Ümit Yazıcıoğlu

Ümit Yazıcıoğlu

Saddam'ın Suç Dosyası

Saddam'ın Suç Dosyası

Değerli Okuyucularım,

Bir önceki yazıda Saddam’ın cephesinde yaşanan gelişmeleri bir de bizim cephemizdeki görüntüsüne dikkatinizi çekmek isterim. Yani gelelim Saddam Hüseyin´in biz Kürtlere yaptıklarına:

16 Mart 1988 günü, Irak’ın kanlı Baas rejiminin zalim diktatörü Saddam Hüseyin, insanlık tarihine kara bir leke olarak yazılacak bir soykırım eylemini kimyasal silahlarla yazdırdı. Tarihinde bir çok acılar yaşayan (Sürgün, Kıyım, Göç, İşkence, Savaş, v.b.) Kürd halkı, 16 Mart 1988 de birde kimyasal silahlarla kırıma uğradı. Halepçe’de, bir anda 5.000 masum sivil Kürt, atılan kimyasal bombalarla, bulundukları yerlerde yaşamlarını yitirdiler. Kurtulanlar, uzunca bir zaman bu vahşetin yıkımını, ruhlarında bedenlerinde yaşadılar. Saldırı sonrası göç yollarına düşen Güney Kürdistanlı halkımız yıllarca ülkelerinden uzakta göçmen olarak yaşamak zorunda kaldılar.
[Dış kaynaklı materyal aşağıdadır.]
PR #1109, opened 2021-02-12
Normalize CRLF in comments to avoid double spacing some input.

### LINKED ISSUE #1107: Multiline comments creating extra newline
Please be sure to include:

* macOS 10.15.7

* Xcode 12.3

* Swift 5.3

* what branch/tag of SwiftProtobuf you are using: 1.15.0

* no errors or warnings

Here is .proto file:
```
enum Events {
 /*
   * After attempts to do somethings, there are some things happening
   * that is too long to write in one line.
   */
  THINGS_HAPPENING = 1;
}
```

Here is .swift generated file:
```
enum Events {
  ///
  ///
  /// After attempts to do somethings, there are some things happening
  ///
  /// that is too long to write in one line.
  case thingsHappening // = 1
}
```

Saddam zalimi belli ki Halepçe’de Kürdistan’da canlı varlık bırakmamak niyetindeydi.

Saddam´ın bizzat Kendisinin de içinde olduğu Tikrit Cuntası, 1973 yılında Molla Mustafa Barzani’yle Özerklik Antlaşmasını imzalamasına rağmen, iktidarını sağlamlaştırdıktan 2 yıl sonra bu anlaşmayı bozarak 1975 yılında İran’la Cezayir’de anlaştı ve birlikte Kürtlerin üzerine yürüdüler. 1975 yenilgisi böyle oluştu, bundan sonrası Kürtler için perişanlık dönemidir, ovada olup da yakılıp yıkılmayan köy kalmamıştır!

1988 yılında Al Anfal,  “Allah ve Saddam adına kafirlerin yok edilmesi, malının mülkünün talan edilmesi” kampanyası başlattı Kürtler üzerine. Al Anfal kırımı sırasında en az 180 bin insanımız öldü –ki bazı raporlar 220 bin olarak da belirtiyor- Bu kampanya sırasında babası anası öldürülen Kürt kızlarının cariye olarak Arap ülkelerine gönderildikleri de ortaya çıktı.

Elbette kendisini özendiren, sırtını sıvazlayan, destek veren devletler vardı. Başta ABD’nin kendisinden tutun da birçok AB ülkesi, Rusya’ya kadar...  İran’a karşı açıkça Saddam’ı desteklediler, palazlandırdılar.  Ona silah ve lojistik verdiler. Bu canavarın büyütülmesinde onların da büyük sorumlulukları var.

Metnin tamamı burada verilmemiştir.